(The input begins)

PR #523, opened 2016-12-29
update binlog position on rds heartbeat inserts

smferguson:
it looks to me like maxwell doesn't update its position on rds heartbeats - on very low-throughput services i never see binlog updates corresponding with anything other than actual data changes, and the heartbeat events that come through aren't processed.
hopefully this corrects that, though i'm not overly fond of what appears to be a delay in the flushing of the position to the db.

### DIFF
--- a/src/main/java/com/zendesk/maxwell/replication/MaxwellReplicator.java
+++ b/src/main/java/com/zendesk/maxwell/replication/MaxwellReplicator.java
@@ -383,8 +383,8 @@ public class MaxwellReplicator extends AbstractReplicator implements Replicator 
 
 	private void processRDSHeartbeatInsertEvent(QueryEvent event) throws Exception {
 		processRDSHeartbeatInsertEvent(
-				event.getDatabaseName().toString(),
-				eventBinlogPosition(event)
+			event.getDatabaseName().toString(),
+			eventBinlogPosition(event)
 		);
 	}
 
--- a/src/main/java/com/zendesk/maxwell/replication/MaxwellReplicator.java
+++ b/src/main/java/com/zendesk/maxwell/replication/MaxwellReplicator.java
@@ -1,6 +1,8 @@
 package com.zendesk.maxwell.replication;
 
 import java.sql.SQLException;
+import java.util.Objects;
+import java.util.List
 import java.util.concurrent.LinkedBlockingDeque;
 import java.util.concurrent.TimeUnit;
 import java.util.regex.Pattern;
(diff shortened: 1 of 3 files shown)


osheroff:
well, maxwell runs on a 1-second position sync loop.  more is just too much traffic.

src/main/java/com/zendesk/maxwell/replication/MaxwellReplicator.java
```diff
@@ -268,6 +268,12 @@ private RowMapBuffer getTransactionRows() throws Exception {
 						// to us starting on a WRITE_ROWS event -- we sync the schema position somewhere
 						// kinda unsafe.
 						processQueryEvent(qe);
+					} else if (sql.toUpperCase().startsWith("INSERT INTO MYSQL.RDS_HEARTBEAT")) {
+						// RDS heartbeat events take the following form:
+						// INSERT INTO mysql.rds_heartbeat2(id, value) values (1,1483041015005) ON DUPLICATE KEY UPDATE value = 1483041015005
+						// As a result they are processed as query events.
+						// When these occur we need to update to update our position.
+						processRDSHeartbeatEvent(qe);
```
osheroff: I'd just remove all the indirection here and process this inside `processQueryEvent`, unless there's a reason not to.

smferguson: I was a little hesitant to do that b/c processQueryEvent() expects only schema changes so i felt like there wasn't a clear way to rewire it to deal with this

smferguson:
@osheroff re "well, maxwell runs on a 1-second position sync loop. more is just too much traffic."
I see that, and it works when running the stdout producer which calls the abstractproducer's writePosition(). that call saves the position on the next sync loop. 
maxwellkafkaproducer overrides the default writePosition() (https://github.com/zendesk/maxwell/blob/master/src/main/java/com/zendesk/maxwell/producer/MaxwellKafkaProducer.java#L159). when its writePosition() call is run there is no corresponding database position update until either, 1) a "real" (non-heartbeat) event flows through or 2) the process terminates normally.
killing the process skips the onStop() so it fails to write its last know position. in this case when maxwell restarts the binlog it knew about may no longer exist.

osheroff:
@smferguson yeah, the whole `writePosition` codepath is actually going to go away (see #505); it was too cumbersome to get right in all cases.  The thing to do instead is to generate a `RowMap` event and send it through the producer.  It can either have output or not. 

@thomasdziedzic  any chance you could peel off the refactoring bits from #505 for merging?  Looks like you and scott are crashing a bit here.

smferguson:
@osheroff 👍 good to know about the refactor. hopefully this code looks better... nothing like year-end time crunches :/

src/main/java/com/zendesk/maxwell/replication/MaxwellReplicator.java
```diff
@@ -375,6 +381,13 @@ private void processQueryEvent(QueryEvent event) throws Exception {
 		);
 	}
 
+	private void processRDSHeartbeatInsertEvent(QueryEvent event) throws Exception {
+		processRDSHeartbeatInsertEvent(
+				event.getDatabaseName().toString(),
+				eventBinlogPosition(event)
```
osheroff: just one tab here.  After that 👍

osheroff:
merging.  The next release will be a big one including 5.7 support, and a port to shyko's mysql-binlog-connector.  You fine with waiting for that release?  Might be awhile.

smferguson:
@osheroff cool stuff (5.7 & the connector). i've got a nasty deadline (tuesday) so waiting won't work. i can roll my own for our internal use until you issue the next real one.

(The input ends)

** Problem **
Output every entry exactly.

** Output **
PR #523, opened 2016-12-29
update binlog position on rds heartbeat inserts

smferguson:
it looks to me like maxwell doesn't update its position on rds heartbeats - on very low-throughput services i never see binlog updates corresponding with anything other than actual data changes, and the heartbeat events that come through aren't processed.
hopefully this corrects that, though i'm not overly fond of what appears to be a delay in the flushing of the position to the db.

### DIFF
--- a/src/main/java/com/zendesk/maxwell/replication/MaxwellReplicator.java
+++ b/src/main/java/com/zendesk/maxwell/replication/MaxwellReplicator.java
@@ -383,8 +383,8 @@ public class MaxwellReplicator extends AbstractReplicator implements Replicator 
 
 	private void processRDSHeartbeatInsertEvent(QueryEvent event) throws Exception {
 		processRDSHeartbeatInsertEvent(
-				event.getDatabaseName().toString(),
-				eventBinlogPosition(event)
+			event.getDatabaseName().toString(),
+			eventBinlogPosition(event)
 		);
 	}
 
--- a/src/main/java/com/zendesk/maxwell/replication/MaxwellReplicator.java
+++ b/src/main/java/com/zendesk/maxwell/replication/MaxwellReplicator.java
@@ -1,6 +1,8 @@
 package com.zendesk.maxwell.replication;
 
 import java.sql.SQLException;
+import java.util.Objects;
+import java.util.List
 import java.util.concurrent.LinkedBlockingDeque;
 import java.util.concurrent.TimeUnit;
 import java.util.regex.Pattern;
(diff shortened: 1 of 3 files shown)


osheroff:
well, maxwell runs on a 1-second position sync loop.  more is just too much traffic.

src/main/java/com/zendesk/maxwell/replication/MaxwellReplicator.java
```diff
@@ -268,6 +268,12 @@ private RowMapBuffer getTransactionRows() throws Exception {
 						// to us starting on a WRITE_ROWS event -- we sync the schema position somewhere
 						// kinda unsafe.
 						processQueryEvent(qe);
+					} else if (sql.toUpperCase().startsWith("INSERT INTO MYSQL.RDS_HEARTBEAT")) {
+						// RDS heartbeat events take the following form:
+						// INSERT INTO mysql.rds_heartbeat2(id, value) values (1,1483041015005) ON DUPLICATE KEY UPDATE value = 1483041015005
+						// As a result they are processed as query events.
+						// When these occur we need to update to update our position.
+						processRDSHeartbeatEvent(qe);
```
osheroff: I'd just remove all the indirection here and process this inside `processQueryEvent`, unless there's a reason not to.

smferguson: I was a little hesitant to do that b/c processQueryEvent() expects only schema changes so i felt like there wasn't a clear way to rewire it to deal with this

smferguson:
@osheroff re "well, maxwell runs on a 1-second position sync loop. more is just too much traffic."
I see that, and it works when running the stdout producer which calls the abstractproducer's writePosition(). that call saves the position on the next sync loop. 
maxwellkafkaproducer overrides the default writePosition() (https://github.com/zendesk/maxwell/blob/master/src/main/java/com/zendesk/maxwell/producer/MaxwellKafkaProducer.java#L159). when its writePosition() call is run there is no corresponding database position update until either, 1) a "real" (non-heartbeat) event flows through or 2) the process terminates normally.
killing the process skips the onStop() so it fails to write its last know position. in this case when maxwell restarts the binlog it knew about may no longer exist.

osheroff:
@smferguson yeah, the whole `writePosition` codepath is actually going to go away (see #505); it was too cumbersome to get right in all cases.  The thing to do instead is to generate a `RowMap` event and send it through the producer.  It can either have output or not. 

@thomasdziedzic  any chance you could peel off the refactoring bits from #505 for merging?  Looks like you and scott are crashing a bit here.

smferguson:
@osheroff 👍 good to know about the refactor. hopefully this code looks better... nothing like year-end time crunches :/

src/main/java/com/zendesk/maxwell/replication/MaxwellReplicator.java
```diff
@@ -375,6 +381,13 @@ private void processQueryEvent(QueryEvent event) throws Exception {
 		);
 	}
 
+	private void processRDSHeartbeatInsertEvent(QueryEvent event) throws Exception {
+		processRDSHeartbeatInsertEvent(
+				event.getDatabaseName().toString(),
+				eventBinlogPosition(event)
```
osheroff: just one tab here.  After that 👍

osheroff:
merging.  The next release will be a big one including 5.7 support, and a port to shyko's mysql-binlog-connector.  You fine with waiting for that release?  Might be awhile.

smferguson:
@osheroff cool stuff (5.7 & the connector). i've got a nasty deadline (tuesday) so waiting won't work. i can roll my own for our internal use until you issue the next real one.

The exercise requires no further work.